Let us consider the category K of cochain complexes of finitely generated free abelian groups and cochain homotopy classes of cochain maps. This is called the derived category of the category of finitely generated abelian groups. Passing to cohomology gives us a functor from K to the category of Z-graded finitely generated abelian groups. In fact the subcategory K0 of K consisting of complexes whose cohomology vanishes except in degree 0 is actually equivalent to the category of finitely generated abelian groups. But the category K inherits from the category of finitely generated free abelian groups a duality functor with properties as ideal as one could wish: each object is isomorphic to its double dual, and dualizing preserves exact sequences. (The dual C of a complex C is defined by (C)i = Hom(C−i, Z).) There is no such nice duality in the category of finitely generated abelian groups.

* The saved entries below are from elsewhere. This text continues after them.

Issue #1431, opened 2026-01-09
Feature request: wasm support


Ddystopia:
Hello, it would be great to eventually get incremental linking on wasm too! Do you plan this too? I didn't see it mentioned in README so I opened this issue.

lapla-cogito:
I've begun conducting preliminary research for implementing WASM porting. However, before proceeding with full implementation, it would be beneficial to abstract ELF-specific handling as much as possible through traits (and since part of this work overlaps with the Mach-O port, some coordination will be necessary). Considering current priorities, completing the WASM port may take some time but remains within our scope.

marxin:
@lapla-cogito given the recent active development and you being able to link a numerous non-trivial projects, isn't it a right time to enable it by default and somewhat promote it as functional (and really fast 🚀)? What do you think about it?

lapla-cogito:
I believe we can make the wasm feature default once Wild supports TLS in a multi-threaded environment and debug info.

PR #1912, opened 2026-05-09
port(wasm): Initial scaffolding for WebAssembly support

lapla-cogito:
Part of #1431

### DIFF
--- a/Cargo.toml
+++ b/Cargo.toml
@@ -28,7 +28,7 @@ edition = "2024"
 anyhow = "1.0.97"
 ar = "0.9.0"
 atomic-take = "1.0.0"
-bitflags = "2.4.0"
+bitflags = "2.4.1"
 blake3 = { version = "1.0.0", features = ["rayon"] }
 bumpalo-herd = "0.1.2"
 bytesize = "2.0.0"
@@ -50,7 +50,7 @@ iced-x86 = { version = "1.17.0", default-features = false, features = [
     "decoder",
     "gas",
 ] }
-indexmap = "2.11.4"
+indexmap = "2.14.0"
 indicatif = "0.18.3"
 itertools = "0.14.0"
 jobserver = "0.1.30"
@@ -101,6 +101,7 @@ tracing-subscriber = { version = "0.3.16", default-features = false, features = 
 uuid = { version = "1.0.0", features = ["v4"] }
 wait-timeout = "0.2.0"
 wait4 = "0.1.3"
+wasmparser = "0.248.0"
 which = "8.0.0"
 winnow = { version = "1.0.0", features = ["simd"] }
 zerocopy = { version = "0.8.27", features = ["derive"] }
--- a/libwild/src/args.rs
+++ b/libwild/src/args.rs
@@ -32,7 +32,6 @@ use std::path::PathBuf;
 
 pub mod elf;
 pub mod macho;
-#[cfg(feature = "wasm")]
 pub mod wasm;
 
 use crate::error::Warning;
@@ -134,7 +133,6 @@ impl Args {
         let mut args = match platform {
             PlatformKind::Elf => Args::Elf(elf::ElfArgs::new()?),
             PlatformKind::MachO => Args::MachO(macho::MachOArgs::new()?),
-            #[cfg(feature = "wasm")]
             PlatformKind::Wasm => Args::Wasm(wasm::WasmArgs::new()?),
         };
 
@@ -166,7 +164,6 @@ impl Args {
         match self {
             Args::Elf(args) => args.parse(input),
             Args::MachO(args) => args.parse(input),
-            #[cfg(feature = "wasm")]
             Args::Wasm(args) => args.parse(input),
         }
     }
@@ -189,7 +186,6 @@ impl Args {
         match self {
             Args::Elf(elf_args) => &elf_args.common,
             Args::MachO(macho_args) => &macho_args.common,
-            #[cfg(feature = "wasm")]
             Args::Wasm(wasm_args) => &wasm_args.common,
         }
     }
@@ -198,7 +194,6 @@ impl Args {
         match self {
             Args::Elf(elf_args) => &mut elf_args.common,
             Args::MachO(macho_args) => &mut macho_args.common,
-            #[cfg(feature = "wasm")]
             Args::Wasm(wasm_args) => &mut wasm_args.common,
         }
     }
@@ -207,7 +202,6 @@ impl Args {
 enum PlatformKind {
     Elf,
     MachO,
-    #[cfg(feature = "wasm")]
     Wasm,
 }
 
@@ -225,12 +219,7 @@ impl PlatformKind {
             "gnu" | "ld" => Ok(PlatformKind::Elf),
             "darwin" | "ld64" => Ok(PlatformKind::MachO),
             "link" => bail!("Windows (link flavor) is not yet supported"),
-            #[cfg(feature = "wasm")]
             "wasm" | "ld-wasm" => Ok(PlatformKind::Wasm),
-            #[cfg(not(feature = "wasm"))]
-            "wasm" | "ld-wasm" => {
-                bail!("Wasm (link flavor) requires the `wasm` feature to be enabled")
-            }
             _ => bail!(
                 "Unknown flavor '{}'. Valid flavors: gnu, darwin, link",
                 flavor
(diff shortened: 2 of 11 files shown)


Cargo.toml
```diff
@@ -28,7 +28,7 @@ edition = "2024"
 anyhow = "1.0.97"
 ar = "0.9.0"
 atomic-take = "1.0.0"
-bitflags = "2.4.0"
+bitflags = "2.4.1"
```
lapla-cogito, line 31: This is required for the `minimal-versions` check (the same applies to `indexmap`).

libwild/src/args/wasm.rs
```diff
@@ -0,0 +1,164 @@
...
+}
+
+impl Default for WasmArgs {
+    fn default() -> Self {
+        Self {
+            common: CommonArgs::default(),
+
+            // TODO: move to CommonArgs
+            relocation_model: RelocationModel::NonRelocatable,
+            output: Arc::from(Path::new("a.out")),
```
lapla-cogito, line 51: wasm-ld does not specify a default output filename, making it mandatory to specify one using `-o`. To comply with this, we will need to change `output` to `Option<Arc<Path>>`.

libwild/src/args.rs
```diff
@@ -32,6 +32,8 @@ use std::path::PathBuf;
 
 pub mod elf;
 pub mod macho;
+#[cfg(feature = "wasm")]
```
marxin: Similarly to `Mach-O` port - I would not guard it by a feature flag.

libwild/src/file_kind.rs
```diff
@@ -72,6 +73,10 @@ impl FileKind {
                 "Expected object file"
             );
             Ok(FileKind::MachOObject)
+        } else if bytes.starts_with(b"\0asm") {
+            // Wasm binary magic number is `\0asm` followed by a 4-byte version.
+            ensure!(bytes.len() >= 8, "Invalid wasm file (too short)");
```
marxin: I think we should consistently use the upper `W`: `Wasm` in the PR. Can you please check it and unify?

libwild/src/file_kind.rs
```diff
@@ -119,6 +124,7 @@ impl std::fmt::Display for FileKind {
             FileKind::ElfObject => "ELF object",
             FileKind::ElfDynamic => "ELF dynamic",
             FileKind::MachOObject => "MachO object",
+            FileKind::WasmObject => "wasm object",
```
marxin: Similarly here.

marxin (changes requested):
Great you've starting working on the port - looking forward to the results.

libwild/src/args.rs
lapla-cogito: I'm not sure what the advantage is of not guarding this with a feature flag. Since we're planning to release a new version soon, incomplete features should probably be behind feature flags.

libwild/src/file_kind.rs
lapla-cogito: Thanks, done.

libwild/src/file_kind.rs
lapla-cogito: Done.

libwild/src/args/wasm.rs
mati865: Does that even matter though? Callers will override it with explicit value anyway.

libwild/src/args.rs
davidlattimore: Another option would be to put `if !cfg!(feature = "wasm") { bail!("Wasm support is still experimental") }` somewhere in the critical path. That way the wasm code is always compiled and is more easily navigated in the IDE, but users still need to opt-in in order to use it.

Cargo.toml
```diff
@@ -101,6 +98,7 @@ tracing-subscriber = { version = "0.3.16", default-features = false, features =
 uuid = { version = "1.0.0", features = ["v4"] }
 wait-timeout = "0.2.0"
 wait4 = "0.1.3"
+wasmparser = "0.248.0"
```
davidlattimore, line 104: Any reason not to use the object crate for parsing wasm files?

libwild/src/args/wasm.rs
lapla-cogito: Yes, in actual practice I don't think this would be a problem. This comment is merely a casual note.

libwild/src/args.rs
lapla-cogito: > Another option would be to put `if !cfg!(feature = "wasm") { bail!("Wasm support is still experimental") }` somewhere in the critical path. That way the wasm code is always compiled and is more easily navigated in the IDE, but users still need to opt-in in order to use it.

That does sound better indeed. Thanks!

Cargo.toml
lapla-cogito: I previously conducted experiments to test how much of the required elements for WebAssembly linking could be read using `object::read::wasm`. While this internally uses `wasmparser`, I confirmed that it actually cannot read the `reloc.*` sections or certain subsections like `SegmentInfo` under `linking`. On the other hand, I verified that using `wasmparser` directly can successfully read these elements. Therefore, this PR currently uses `wasmparser` directly. For these missing features, I'm considering submitting patches to the `object` side, but for now I believe this is sufficient.

davidlattimore (approved):

libwild/src/args/wasm.rs
```diff
@@ -0,0 +1,164 @@
...
+use crate::ensure;
+use crate::error::Result;
+use crate::platform;
+use crate::save_dir::SaveDir;
+use jobserver::Client;
+use std::path::Path;
+use std::sync::Arc;
+
+/// Default page size (in bytes) for a wasm linear memory page.
+pub(crate) const WASM_PAGE_SIZE: u64 = 64 * 1024;
```
marxin: Maybe this const can be defined by using `WASM_PAGE_ALIGNMENT` constant?

libwild/src/wasm.rs
```diff
@@ -0,0 +1,1069 @@
...
+
+use crate::args::wasm::WasmArgs;
+use crate::ensure;
+use crate::platform;
+
+#[derive(Debug, Copy, Clone, Default)]
+pub(crate) struct Wasm;
+
+/// Magic bytes at the start of every Wasm module.
+pub(crate) const WASM_MAGIC: [u8; 4] = [0x00, b'a', b's', b'm'];
```
marxin, line 14: Theoretically this can be moved to `object` crate, right?

libwild/src/wasm.rs
```diff
@@ -0,0 +1,1069 @@
...
+    pub(crate) version: u32,
+}
+
+impl<'data> platform::ObjectFile<'data> for File<'data> {
+    type Platform = Wasm;
+
+    fn parse_bytes(input: &'data [u8], _is_dynamic: bool) -> crate::error::Result<Self> {
+        ensure!(input.len() >= 8, "Wasm module too short");
+        ensure!(input[..4] == WASM_MAGIC, "missing Wasm magic header");
+        let version = u32::from_le_bytes([input[4], input[5], input[6], input[7]]);
```
marxin: Can we use our `u32_from_slice` helper method?

marxin (approved):

libwild/src/args/wasm.rs
lapla-cogito: Thanks, updated.

libwild/src/wasm.rs
lapla-cogito: If the concerns about the object crate side mentioned [here](https://github.com/wild-linker/wild/pull/1912#discussion_r3214129133) can be addressed, using object crate with the `wasm` feature enabled should become feasible, so I believe this is possible.

libwild/src/wasm.rs
lapla-cogito: Done.

Cargo.toml
mati865: I think fixing `object` will be crucial for the maintenance of Wasm platform. If you are too busy for that, let us know how to reproduce those issues, so somebody can take over.

mati865 (approved):

Cargo.toml
philipc: Wasm parsing improvements in `object` are very welcome, but it mostly only exists there for the unified API. Maybe that will be useful here for the testing framework side of things, but I expect that you probably want to use `wasmparser` directly for the linker itself. `object`'s unified API is likely to be hiding Wasm-specific details that the linker needs.  `object` doesn't have a low-level API for Wasm like it does for ELF/Mach-O etc.

PR #2273, opened 2026-07-26
fix: Error on non-PIC AArch64 relocations against preemptible symbols in shared objects

deepakshirkem:
Wild silently accepted these AArch64 relocations when linking a shared  object, producing broken output:

- `R_AARCH64_ADD_ABS_LO12_NC`
- `R_AARCH64_LDST8_ABS_LO12_NC`
- `R_AARCH64_LDST32_ABS_LO12_NC`
- `R_AARCH64_LDST64_ABS_LO12_NC`

These relocations store absolute addresses in fixed-size 12-bit fields  that cannot hold runtime-resolved addresses in a shared object.

Issue #2247

### DIFF
--- a/wild/tests/sources/elf/aarch64-fpic-illegal-shared/aarch64-fpic-illegal-shared.s
+++ b/wild/tests/sources/elf/aarch64-fpic-illegal-shared/aarch64-fpic-illegal-shared.s
@@ -3,7 +3,7 @@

Indeed, the subcategory K0 is not closed under duality, for the dual of the complex CA corresponding to a group A has in general two non-vanishing cohomology groups: Hom(A,Z) in degree 0, and in degree +1 the finite group Ext1(A,Z) Pontryagin-dual to the torsion subgroup of A. This follows from the exact sequence:

0 → Hom(A, Z) → Hom(FA, Z) → Hom(RA, Z) → Ext1(A, Z) → 0

derived from an exact sequence

0 → RA → FA → A → 0

The category K also has a tensor product with better properties than the tensor product of abelian groups, and, better still, there is a canonical cochain functor from (locally well-behaved) compact spaces to K which takes Cartesian products to tensor products.